**PROBLEM STATEMENT**
Extract, from the records beneath this instruction, each line that contains the word "does".

Start of EXERCISE MATERIALS

PR #1326, opened 2024-01-11
Support for inline assembler & `goto` instructions in inline assembler

WernerDrasche:
Depends on https://github.com/goblint/cil/pull/161.

---

The tests with annotations will come in very few days.
We are sorry for this (right now still) unpolished state.

Changes in goblint-cil:
- asm is now statement
- goto asm is parsed

Changes in analyzer: all changes are switched off by default and can be turned on by --disable asm_is_nop
- CFG now has edges to labels referenced in goto asm label list
- base emits new Invalidate {lvals} event (with the lvals of the out-clobbers)
- We tried to the best of our abilities to handle this event and/or add asm transfer functions in the analyses where necessary


michael-schwarz:
Depends on https://github.com/goblint/cil/pull/161.

michael-schwarz:
Before we can continue reviewing, can you please merge master into this and temporarily pin `goblint-cil` in the opam file such that the CI can run?

WernerDrasche:
I don't know how to tell this to use our goblint-cil repo (the pinning and downgrading procedure as described on your website only works locally I think)

michael-schwarz:
> Edit: I think it should work now.

The pin should be repeated in the `goblint.opam.locked` file (for the locked jobs that run on every commit), other than that you found the right way to do it.

WernerDrasche:
- The main.ml changes were unintentionally forgotten testing utilities.
- asmlabelslst_ne is not used in first step because we semantically distinguish between:
  - labels field was provided (Some [...]) 
  - labels field was omitted (None)
- the check asm function ensures that goto attribute <=> labels field (otherwise we would need state in the parser)
- as cil cfg is only used to make the goblint cfg, we don't do anything special for the cil one
- (just noticed that I didn't see the label printing todo in the email => will fix immediately)
- `ASM a` does not work for some reason (replying to the comment in email)
- I don't know what to do for the dummy instruction (do we need to introduce a new instruction type for that?)

src/analyses/mallocFresh.ml
```diff
@@ -29,6 +29,23 @@ struct
   let assign ctx lval rval =
     assign_lval (Analyses.ask_of_ctx ctx) lval ctx.local
 
+    let is_relevant_variable v =
+      (* Check if the variable is a global variable *)
+      v.vglob
+    
+    let event ctx e octx =
+        match e with
+        | Events.Invalidate {lvals} ->
```
jerhard, line 38: The `lvals` here are only from the `out` set. Could the value of a pointer variable (referencing an allocated block) in the `in` set be read and copied somewhere, e.g. to a global variable, by the assembly?

src/analyses/malloc_null.ml
```diff
@@ -16,6 +17,12 @@ struct
   module C = ValueDomain.AddrSetDomain
   module P = IdentityP (D)
 
+  let ignore_asm = ref true
+
+  (*TODO: why is this init not called??? *)
+  let init _ =
+    ignore_asm := get_bool "asm_is_nop"
```
jerhard, line 24: The `init` of the analysis is only called when an incremental analysis is to be performed and the analysis should be initialized with some data from the previous analysis run.

src/analyses/uninit.ml
```diff
@@ -29,6 +30,11 @@ struct
   let threadspawn ctx ~multiple lval f args fctx = ctx.local
   let exitstate  v : D.t = D.empty ()
 
+  let ignore_asm = ref true
+
+  let init _ = 
+    ignore_asm := get_bool "asm_is_nop"
```
jerhard, line 36: Only called for incremental runs.

src/analyses/useAfterFree.ml
```diff
@@ -24,9 +25,12 @@ struct
   module G = ThreadIdToJoinedThreadsMap
   module V = VarinfoV
 
-  let context _ _ = ()
+  let ignore_asm = ref true
 
+  let init _ =
+    ignore_asm := get_bool "asm_is_nop"
```
jerhard, line 31: Only executed for incremental runs.

src/cdomain/value/cdomains/valueDomain.ml
```diff
@@ -725,7 +725,7 @@ struct
       Array (CArrays.set ask n (array_idx_top) v)
     |                 t , Blob n       -> Blob (Blobs.invalidate_value ask t n)
     |                 _ , Thread tid   -> Thread (Threads.join (Threads.top ()) tid)
-    |                 _ , JmpBuf _     -> state (* TODO: no top jmpbuf *)
+    |                 _ , JmpBuf (b, c, _)     -> JmpBuf(b, c, true) (* TODO: no top jmpbuf *)
```
jerhard, line 728: I guess the TODO can be removed now.

src/common/framework/cfgTools.ml
```diff
@@ -141,6 +141,8 @@ end
 
 module CfgEdgeH = BatHashtbl.Make (CfgEdge)
 
+let ignore_asm = get_bool "asm_is_nop"
```
jerhard, line 144: This is executed right at the start, before the Configuration is loaded.

src/common/framework/edge.ml
```diff
@@ -21,9 +21,9 @@ type t =
     * transferred to the function node! *)
   | Test of CilType.Exp.t * bool
   (** The true-branch or false-branch of a conditional exp *)
-  | ASM of string list * asm_out * asm_in
+  | ASM of string list * asm_out * asm_in * bool
   (** Inline assembly statements, and the annotations for output and input
-    * variables. *)
+    * variables. The last field is a flag that indicates if this is a duplicated edge. *)
```
jerhard, line 26: You may add a few words to explain this in some more detail for future readers unaware of our discussions: Why are they duplicated and in what sense are they duplicated?

src/config/options.schema.json
```diff
@@ -17,6 +17,12 @@
       "type": "string",
       "default": ""
     },
+    "asm_is_nop": {
+      "title": "asm_is_nop",
+      "description": "treat asm statements as nop",
```
jerhard, line 22:
```suggestion
      "description": "Treat assembly statements as NOOP.",
```

src/framework/constraints.ml
```diff
@@ -781,7 +781,7 @@ struct
       | Entry f        -> tf_entry var edge prev_node f
       | Ret (r,fd)     -> tf_ret var edge prev_node r fd
       | Test (p,b)     -> tf_test var edge prev_node p b
-      | ASM (_, _, _)  -> tf_asm var edge prev_node (* TODO: use ASM fields for something? *)
+      | ASM (_, _, _,_)  -> tf_asm var edge prev_node (* TODO: use ASM fields for something? *)
```
jerhard, line 784:
```suggestion
      | ASM (_, _, _, _)  -> tf_asm var edge prev_node (* TODO: use ASM fields for something? *)
```

src/maingoblint.ml
```diff
@@ -570,7 +573,7 @@ let do_analyze change_info merged_AST =
         (* Cilfacade.current_file := ast'; *)
     in
 
-    Timing.wrap "analysis" (control_analyze merged_AST) funs
+    Timing.wrap "analysis" (control_analyze merged_AST) funs
```
jerhard, line 576: Please revert this change introducing a trailing white-space.

jerhard (commented):
Thank you for your pull request! I added a first round of comments that you may have a look at :)
As you already indicated, regression tests (that are run with `make test`) would be good.

michael-schwarz:
This message from github about the semgrep jobs confuses me: I only approved the run as usual. Not sure what this is about...

WernerDrasche:
What shall we do in cfgTools.ml if we can't access GobConfig?

src/analyses/malloc_null.ml
jerhard: I have to correct myself here: The `init` is actually called, even in a non-incremental run, but with `None` as a paramter. I got confused by some comment in the PR. Apologies for that.

sim642:
> What shall we do in cfgTools.ml if we can't access GobConfig?

What does that mean? `CfgTools` opens `GobConfig` and uses `get_bool` in a bunch of places just fine.

WernerDrasche:
`9 test(s) failed: ["00/41 both_branches-2", "02/71 pthread-once", "03/31 zstd-cctxpool-blobs", "29/30 nondets", "33/05 fun_ptranal", "41/01 qsort", "41/02 bsearch", "74/03 nested-ptr-uaf", "74/16 uaf-packed-struct"]`

These tests fail. Can this have anything to do with our changes?

src/analyses/expsplit.ml
```diff
@@ -96,6 +96,14 @@ struct
       D.add exp value ctx.local
     | Longjmped _ ->
       emit_splits_ctx ctx
+    | Invalidate {lvals} ->
+      let handle_lval local lval =
+        let exp = Lval lval in
+        if D.mem exp local then begin
+          D.remove exp local
+        end else local
```
michael-schwarz, line 104:
```suggestion
        if D.mem exp local then
          D.remove exp local
        else
          local
```

src/analyses/memLeak.ml
```diff
@@ -216,9 +216,8 @@ struct
         | ad when (not (Queries.AD.is_top ad)) && Queries.AD.cardinal ad = 1 ->
           (* Note: Need to always set "ana.malloc.unique_address_count" to a value > 0 *)
           begin match Queries.AD.choose ad with
-            | Queries.AD.Addr.Addr (v,_) when ctx.ask (Queries.IsAllocVar v) && ctx.ask (Queries.IsHeapVar v) && not @@ ctx.ask (Queries.IsMultiple v) ->
-              ToppedVarInfoSet.remove v ctx.local
-            | _ -> ctx.local
+            | Queries.AD.Addr.Addr (v,_) when ctx.ask (Queries.IsAllocVar v) && ctx.ask (Queries.IsHeapVar v) && not @@ ctx.ask (Queries.IsMultiple v) -> ToppedVarInfoSet.remove v state
+            | _ -> state
           end
```
michael-schwarz, line 221: Is there any semantic change to this file? It seems like only a rename happened here?

src/cdomain/value/cdomains/valueDomain.ml
```diff
@@ -724,7 +724,7 @@ struct
       Array (CArrays.set ask n (array_idx_top) v)
     |                 t , Blob n       -> Blob (Blobs.invalidate_value ask t n)
     |                 _ , Thread tid   -> Thread (Threads.join (Threads.top ()) tid)
-    |                 _ , JmpBuf _     -> state (* TODO: no top jmpbuf *)
+    |                 _ , JmpBuf (b, c, _)     -> JmpBuf(b, c, true)
```
michael-schwarz, line 727: The comment should probably still remain, as we normally would have to do more here but just haven't gotten around to it yet.

src/framework/constraints.ml
```diff
@@ -775,14 +775,14 @@ struct
...
-      | Test (p,b)     -> tf_test var edge prev_node p b
-      | ASM (_, _, _)  -> tf_asm var edge prev_node (* TODO: use ASM fields for something? *)
-      | Skip           -> tf_skip var edge prev_node
+      | Assign (lv,rv)  -> tf_assign var edge prev_node lv rv
+      | VDecl (v)       -> tf_vdecl var edge prev_node v
+      | Proc (r,f,ars)  -> tf_proc var edge prev_node r f ars
+      | Entry f         -> tf_entry var edge prev_node f
+      | Ret (r,fd)      -> tf_ret var edge prev_node r fd
+      | Test (p,b)      -> tf_test var edge prev_node p b
+      | ASM (_, _, _,_) -> tf_asm var edge prev_node (* TODO: use ASM fields for something? *)
```
michael-schwarz, line 784: Why not provide the arguments `asm_in` and `asm_out`  to `tf_asm` here? Then you would not need to call `asm_extract_ins_outs`

src/analyses/memLeak.ml
WernerDrasche: This was from merge with master.

src/framework/constraints.ml
WernerDrasche: Do you mean to add ins, outs as arguments to the asm transfer function?

WernerDrasche: I did that now.

src/analyses/accessAnalysis.ml
```diff
@@ -73,6 +75,17 @@ struct
       ctx.local
     end
 
+  let asm ctx outs ins =
+    if not !ignore_asm then begin
```
jerhard, line 79: Should the `asm_is_top` flag impact all analyses? If this check be moved into the `mCP`, so that it only needs to be done once?

sim642: I think it probably should be at the `FromSpec` level even. And the top-level `asm_is_nop` option should probably be replaced with something more organized like `sem.asm.nop`.

sim642:
The `asm goto` part has been redone in #2067. The invalidation part is interesting but probably too out of date to still try to use, it's not too hard to redo.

End of EXERCISE MATERIALS

**SOLUTION TO THE PROBLEM**
- `ASM a` does not work for some reason (replying to the comment in email)
What does that mean? `CfgTools` opens `GobConfig` and uses `get_bool` in a bunch of places just fine.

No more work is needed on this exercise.